Réforme du minerval : DéFI propose un système proportionnel aux crédits
Le parti DéFI et sa branche jeunesse critiquent la réforme du minerval portée par la majorité fédérale MR–Engagés. Ils estiment que celle-ci ne tient pas suffisamment compte de la réalité des parcours étudiants.
Selon DéFI, l’augmentation uniforme du minerval fait peser le coût sur les étudiants et leurs familles sans distinguer les situations individuelles.
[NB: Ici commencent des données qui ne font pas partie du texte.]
PR #920, opened 2025-07-02
Implement persistent data cache option and update cache key logic

conico974:
Introduce a new option to maintain the data cache across deployments and adjust cache key generation to reflect this change. Fix issues related to tag caching and ensure proper handling of cache keys in various scenarios.

BREAKING CHANGE: Incremental cache keys are now an object of type `CacheKey` instead of a string. The new type includes properties like `baseKey`, `buildId`, and `cacheType`. Build_id is automatically provided according to the cache type and the `dangerous.persistentDataCache` option. Up to the Incremental Cache implementation to use it as they see fit.

### DIFF
--- a/packages/tests-unit/tests/adapters/cache.test.ts
+++ b/packages/tests-unit/tests/adapters/cache.test.ts
@@ -562,13 +562,22 @@ describe("CacheHandler", () => {
       globalThis.tagCache.getByTag.mockResolvedValueOnce(["/path"]);
       await cache.revalidateTag("tag");
 
-      expect(globalThis.tagCache.getByTag).toHaveBeenCalledWith("tag");
+      expect(globalThis.tagCache.getByTag).toHaveBeenCalledWith({
+        baseKey: "tag",
+        buildId: "undefined-build-id",
+      });
 
       expect(tagCache.writeTags).toHaveBeenCalledTimes(1);
       expect(tagCache.writeTags).toHaveBeenCalledWith([
         {
-          path: "/path",
-          tag: "tag",
+          path: {
+            baseKey: "/path",
+            buildId: "undefined-build-id",
+          },
+          tag: {
+            baseKey: "tag",
+            buildId: "undefined-build-id",
+          },
         },
       ]);
     });
@@ -581,8 +590,14 @@ describe("CacheHandler", () => {
       expect(tagCache.writeTags).toHaveBeenCalledTimes(1);
       expect(tagCache.writeTags).toHaveBeenCalledWith([
         {
-          path: "/path",
-          tag: "_N_T_/path",
+          path: {
+            baseKey: "/path",
+            buildId: "undefined-build-id",
+          },
+          tag: {
+            baseKey: "_N_T_/path",
+            buildId: "undefined-build-id",
+          },
         },
       ]);
 
@@ -596,8 +611,14 @@ describe("CacheHandler", () => {
       expect(tagCache.writeTags).toHaveBeenCalledTimes(1);
       expect(tagCache.writeTags).toHaveBeenCalledWith([
         {
-          path: "123456",
-          tag: "tag",
+          path: {
+            baseKey: "123456",
+            buildId: "undefined-build-id",
+          },
+          tag: {
+            baseKey: "tag",
+            buildId: "undefined-build-id",
+          },
         },
       ]);
 


vicb:
Is the fix related to the other changes? (Maybe clarify in the PR description) 

There are conflicts. 

I'll take a look later today

conico974:
My bad i rebased on the wrong branch... I'll fix it

packages/open-next/src/types/open-next.ts
```diff
@@ -78,6 +78,16 @@ export interface DangerousOptions {
   headersAndCookiesPriority?: (
     event: InternalEvent,
   ) => "middleware" | "handler";
+
+  /**
+   * Persist data cache between deployments.
+   * Next.js claims that the data cache is persistent (not true for `use cache` and it depends on how you build/deploy otherwise).
+   * By default, every entry will be prepended with the BUILD_ID, when enabled it will not.
+   * This means that the data cache will be persistent between deployments.
+   * This is useful in a lot of cases, but be aware that it could cause issues, especially with `use cache` or `unstable_cache` (Some external change may not be reflected in the key, leading to stale data)
```
vicb, line 87: IIUC:
- `false` -> current behavior, the data cache is not shared across builds
- `true` -> the data cache is always shared across build
- Next.js -> the data is shared outside of `use cache` / `unstable_cache`

2 questions:
- What would it take to implement the same behavior has Next.js - or is there any reason not to pursue this at all?
- Should the config value be an enum for extensibility?

packages/open-next/src/adapters/cache.ts
```diff
@@ -49,22 +54,24 @@ export default class Cache {
 
     const softTags = typeof options === "object" ? options.softTags : [];
     const tags = typeof options === "object" ? options.tags : [];
-    return isFetchCache(options)
-      ? this.getFetchCache(key, softTags, tags)
-      : this.getIncrementalCache(key);
+    const isDataCache = isFetchCache(options);
+    return isDataCache
```
vicb: nit: I liked the former version better (data/fetch/data sounds weird)

```suggestion
    return isFetchCache(options)
```

packages/open-next/src/utils/cache.ts
```diff
@@ -80,3 +80,19 @@ export async function writeTags(
...
+  // We always prepend the build ID to the cache key for ISR/SSG cache entry
+  // For data cache, we only prepend the build ID if the persistentDataCache is not enabled
+  const shouldPrependBuildId =
+    globalThis.openNextConfig.dangerous?.persistentDataCache !== true ||
+    !isDataCache;
+  if (shouldPrependBuildId) {
+    // If we don't have a build ID, we just return the key as is
+    if (!process.env.NEXT_BUILD_ID) {
+      return key;
+    }
```
vicb: nit:

```suggestion
  if (shouldPrependBuildId && process.env.NEXT_BUILD_ID) {    
```

.changeset/slow-walls-allow.md
```diff
@@ -0,0 +1,5 @@
+---
+"@opennextjs/aws": minor
+---
+
+Add an option to keep the data cache persistent between deployments
```
vicb: We should document how the cache overrides should be updated to support that - at least that they need to be.

Maybe we should add some docs on the interfaces?

packages/open-next/src/utils/cache.ts
```diff
@@ -80,3 +80,19 @@ export async function writeTags(
   // Here we know that we have the correct type
   await globalThis.tagCache.writeTags(tagsToWrite as any);
 }
+
+export function createCacheKey(key: string, isDataCache: boolean): string {
```
vicb: I would very much prefer:

```ts
createCacheKey(baseKey, { isDataCache: true });
// or
createDataCacheKey(baseKey);
```

over

```ts
const key = createCacheKey(baseKey, true);
```

packages/open-next/src/adapters/cache.ts
```diff
@@ -31,7 +36,7 @@ function isFetchCache(
 // We need to use globalThis client here as this class can be defined at load time in next 12 but client is not available at load time
 export default class Cache {
```
vicb, line 39: Maybe we should document baseKey vs key on the interface?

packages/open-next/src/adapters/cache.ts
```diff
@@ -49,22 +54,24 @@ export default class Cache {
...
+    debug("get fetch cache", { baseKey, softTags, tags });
     try {
+      const key = createCacheKey(baseKey, true);
       const cachedEntry = await globalThis.incrementalCache.get(key, "fetch");
 
       if (cachedEntry?.value === undefined) return null;
 
       const _tags = [...(tags ?? []), ...(softTags ?? [])];
       const _lastModified = cachedEntry.lastModified ?? Date.now();
       const _hasBeenRevalidated = await hasBeenRevalidated(
```
vicb: Maybe we should add a comment explaining why the base key is used (inline + on the method)?

packages/open-next/src/adapters/composable-cache.ts
```diff
@@ -4,10 +4,33 @@ import { fromReadableStream, toReadableStream } from "utils/stream";
...
+  try {
+    const shouldPrependBuildId =
+      globalThis.openNextConfig.dangerous?.persistentDataCache !== true;
+    if (shouldPrependBuildId) {
+      return key;
+    }
+    const [_buildId, ...rest] = JSON.parse(key);
+    return JSON.stringify([...rest]);
+  } catch (e) {
+    debug("Error while parsing composable cache key", e);
```
vicb: Should this be warning/error?

packages/open-next/src/overrides/incrementalCache/s3-lite.ts
```diff
@@ -34,11 +34,10 @@ const awsFetch = async (key: string, options: RequestInit) => {
 };
 
 function buildS3Key(key: string, extension: Extension) {
-  const { CACHE_BUCKET_KEY_PREFIX, NEXT_BUILD_ID } = process.env;
+  const { CACHE_BUCKET_KEY_PREFIX } = process.env;
   return path.posix.join(
     CACHE_BUCKET_KEY_PREFIX ?? "",
```
vicb:
```suggestion
  return path.posix.join(
    process.env.CACHE_BUCKET_KEY_PREFIX ?? "",
```

packages/open-next/src/types/open-next.ts
conico974: Next.js (and by that i mean `next start`) is reusing the data cache for `unstable_cache` and the fetch cache. But it's a local filesystem, so you have to keep it between build **and** find a way to merge it with the runtime one. 
For example if you deploy with docker, you'll likely erase all data that was generated at runtime.

`use cache` is purely in memory right now (completely useless for us, and that's not the case on Vercel)

One big things that Next completely disregards (and the main reason why it was implemented this way), is that the key generated for the data cache (for `unstable_cache` and `use cache`) may not change when there is external changes (i.e. a dependencies that was updated, a global, an env variable...) and this could cause some pretty big issues if not handled properly by the user.

I think a boolean is enough, it would get too complicated to add other behavior IMO

vicb: Looking at the changes in this PR make me think that implementing the Next.js behavior should be possible?

vicb (commented):
Nice!

I added a few minor comments but changes look good.

Probably we should doc that overrides should not use the BUILD_ID to enable the feature.

I question:

For composable cache, we use 

```ts
globalThis.tagCache.hasBeenRevalidated(
          result.value.tags,
          result.lastModified,
```

vs `hasBeenRevalidated` from `utils` - any particular reason. Would be nice to add comments.

packages/open-next/src/types/open-next.ts
conico974: Yeah, but the problem is that the Next.js behavior is not really intended.
Based on what they say (and how it works in Vercel), all data cache are supposed to be persistent between build/deployment.
The `use cache` behavior is likely just because they haven't implemented it properly yet (it's still considered experimental)

conico974:
I'll update the PR with the changes later today

vicb:
Thought: In the Couldflare adapter the cache key is `prefix/build-id/hash(key)`

- build-id is used to partition the cache
- we need to `hash(...)` to fit within the allowed length and chars

That will become harder to do with this PR.

There are multiple ways to solve this but while thinking about this I was wondering if the change could not be implemented by only updating the overrides? i.e. we could pass a key that is independent of the BUILD_ID and then up to the override to add the build Id or not.

conico974:
> There are multiple ways to solve this but while thinking about this I was wondering if the change could not be implemented by only updating the overrides? i.e. we could pass a key that is independent of the BUILD_ID and then up to the override to add the build Id or not.

That's exactly what was done before (except for the composable cache). 
I feel like this is something that we need to handle here, not the override itself. It feels weird to have to do the same thing on every single override.

One option would be to have a special type as a key like 
```ts
interface CacheKey {
  baseKey: string,
  buildId?:string
}
```
You can then decide what you do with it.

vicb:
> One option would be to have a special type as a key like

+1

It could also help alleviate the confusion between `key: string` and `baseKey: string`

.changeset/slow-walls-allow.md
```diff
@@ -0,0 +1,7 @@
+---
+"@opennextjs/aws": minor
+---
+
+Add an option to keep the data cache persistent between deployments.
+
+BREAKING CHANGE: Incremental cache keys are now an object of type `CacheKey` instead of a string. The new type includes properties like `baseKey`, `buildId`, and `cacheType`. Build_id is automatically provided according to the cache type and the `dangerous.persistentDataCache` option. Up to the Incremental Cache implementation to use it as they see fit.
```
vicb: Explicitly say that the overrides should be updated?

(Adding this text to the PR description)

packages/open-next/src/adapters/cache.ts
vicb: Re-opening.
Could we expand on why this is not using the obj key?

packages/open-next/src/adapters/cache.ts
```diff
@@ -191,118 +204,104 @@ export default class Cache {
...
-              );
-            }
-            break;
-          }
-          case "APP_PAGE": {
-            const { html, rscData, headers, status } = data;
-            await globalThis.incrementalCache.set(
-              key,
-              {
+              await globalThis.incrementalCache.set(key, {
```
vicb, line 255: Look like this is a formatting only diff?

packages/open-next/src/adapters/composable-cache.ts
```diff
@@ -1,22 +1,48 @@
...
+import { debug, warn } from "./logger";
 
 const pendingWritePromiseMap = new Map<string, Promise<ComposableCacheEntry>>();
+/**
+ * Get the cache key for a composable entry.
+ * Composable cache keys are a special cases as they are a stringified version of a tuple composed of a representation of the BUILD_ID and the actual key.
+ * @param key The composable cache key
+ * @returns The composable cache key.
+ */
+function getComposableCacheKey(key: string): CacheKey<"composable"> {
```
vicb: Could this be merged into createCacheKey?

packages/open-next/src/adapters/composable-cache.ts
```diff
@@ -1,22 +1,48 @@
...
+      baseKey: key,
+    };
+  }
+}
 
 export default {
-  async get(cacheKey: string) {
+  async get(key: string) {
     try {
+      const cacheKey = getComposableCacheKey(key);
```
vicb: Would it make sense to move that l45 and use `key` on l42 and 43?

edit:
Oh actually I think that's what we want as they might differ.
Should we add a comment warning that `key` should not be used?

edit2:
But I guess that I have the same question as the tag cache: why wouldn't we use the build?

packages/open-next/src/overrides/incrementalCache/fs-dev.ts
```diff
@@ -4,33 +4,32 @@ import path from "node:path";
...
 
 const getCacheKey = (key: string) => {
   return path.join(basePath, `${key}.cache`);
 };
 
 const cache: IncrementalCache = {
   name: "fs-dev",
-  get: async (key: string) => {
-    const fileData = await fs.readFile(getCacheKey(key), "utf-8");
+  get: async ({ baseKey }) => {
```
vicb:
```suggestion
  get: async (cacheKey: CacheKey) => {
    // This cache is always shared across build (the build id is not used)
    const { baseKey } = cacheKey; 
```

packages/open-next/src/overrides/incrementalCache/multi-tier-ddb-s3.ts
```diff
@@ -40,9 +41,8 @@ const awsFetch = (body: RequestInit["body"], type: "get" | "set" = "get") => {
   );
 };
 
-const buildDynamoKey = (key: string) => {
-  const { NEXT_BUILD_ID } = process.env;
-  return `__meta_${NEXT_BUILD_ID}_${key}`;
+const buildDynamoKey = (key: CacheKey<CacheEntryType>) => {
+  return `__meta_${key.buildId ? `${key.buildId}_` : ""}${key.baseKey}`;
```
vicb: nit: could this be simplified?
not the exact same output as the current code but it should not matter?

```suggestion
  return `__meta_${key.buildId ?? ""}_${key.baseKey}`;
```

packages/open-next/src/utils/cache.ts
```diff
@@ -80,3 +82,34 @@ export async function writeTags(
...
+      cacheType: type,
+      buildId,
+      baseKey: key,
+    };
+  }
+  return {
+    cacheType: type,
+    buildId: undefined,
+    baseKey: key,
+  } as CacheKey<CacheType>;
```
vicb, line 133: is `as CacheKey<CacheType>` needed here?

packages/open-next/src/utils/cache.ts
```diff
@@ -80,3 +82,34 @@ export async function writeTags(
   // Here we know that we have the correct type
   await globalThis.tagCache.writeTags(tagsToWrite as any);
 }
+
+export function createCacheKey<CacheType extends CacheEntryType>({
+  key,
+  type,
+}: { key: string; type: CacheType }): CacheKey<CacheType> {
+  // We always prepend the build ID to the cache key for ISR/SSG cache entry
+  // For data cache, we only prepend the build ID if the persistentDataCache is not enabled
```
vicb: "prepend" do not sound right any more.

would be great to update the comments and move to their corresponding case.

packages/open-next/src/adapters/composable-cache.ts
conico974: Yeah probably

packages/open-next/src/adapters/composable-cache.ts
conico974: Here it doesn't really matter, it's in memory anyway.
For the tag cache, technically we don't need the build_id as it is time based.
There is one case actually when it is useful to have the build_id, it's for more complex deployment (like blue/green).
I think what make sense is just to pass the `CacheKey` to the tag cache as well and let the implementation decides.
For the default one, I think we should just follow the `persistentDataCache` option
WDYT ?

vicb: SGTM

.changeset/slow-walls-allow.md
```diff
@@ -0,0 +1,8 @@
+---
+"@opennextjs/aws": minor
+---
+
+Add an option to keep the data cache persistent between deployments.
```
vicb, line 5:
```suggestion
Add `dangerous.persistentDataCache` option to persist the data cache across deployments.
```

.changeset/slow-walls-allow.md
```diff
@@ -0,0 +1,8 @@
...
+
+BREAKING CHANGE: Incremental cache keys are now an object of type `CacheKey` instead of a string. The new type includes properties like `baseKey`, `buildId`, and `cacheType`. Build_id is automatically provided according to the cache type and the `dangerous.persistentDataCache` option. Up to the Incremental Cache implementation to use it as they see fit.
```
vicb, line 7: `TagKey` should be added here too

Le parti souligne que la précarité étudiante reste importante, avec de nombreux étudiants contraints de travailler parallèlement à leurs études.
Il rappelle également que la majorité des étudiants ne terminent pas leur cursus dans les délais théoriques, ce qui les conduit souvent à suivre un nombre réduit de crédits en fin de parcours tout en payant un minerval complet. Le président de DéFI Jeunes, Maxime Timmerman, estime que le système actuel “ne distingue pas suffisamment les situations” et ne répond pas aux besoins réels.
Une alternative basée sur les crédits
En réponse, DéFI propose d’instaurer un minerval proportionnel au nombre de crédits suivis. Le modèle avancé repose sur plusieurs principes : le maintien de la gratuité pour les étudiants boursiers, une base fixe pour garantir l’équilibre du système et une part variable adaptée au volume de crédits. “Un tel modèle permettrait de mieux refléter la réalité des parcours étudiants, tout en évitant que la fin des études ne devienne un piège financier. Un étudiant qui ne suit pas une année complète ne paierait plus 1.194 €, mais un montant réellement proportionnel à ses crédits”, précise le communiqué.
Selon le parti, ce mécanisme permettrait d’éviter qu’un étudiant en fin de parcours, inscrit à quelques crédits, doive s’acquitter d’un montant identique à celui d’une année complète. DéFI souligne que ce type de système existe déjà dans d’autres entités du pays, notamment en Flandre, où le minerval est en partie calculé en fonction des crédits suivis.
Le parti appelle dès lors le gouvernement à revoir sa réforme afin d’intégrer cette approche, qu’il considère comme plus équitable et mieux adaptée aux réalités sociales et académiques des étudiants.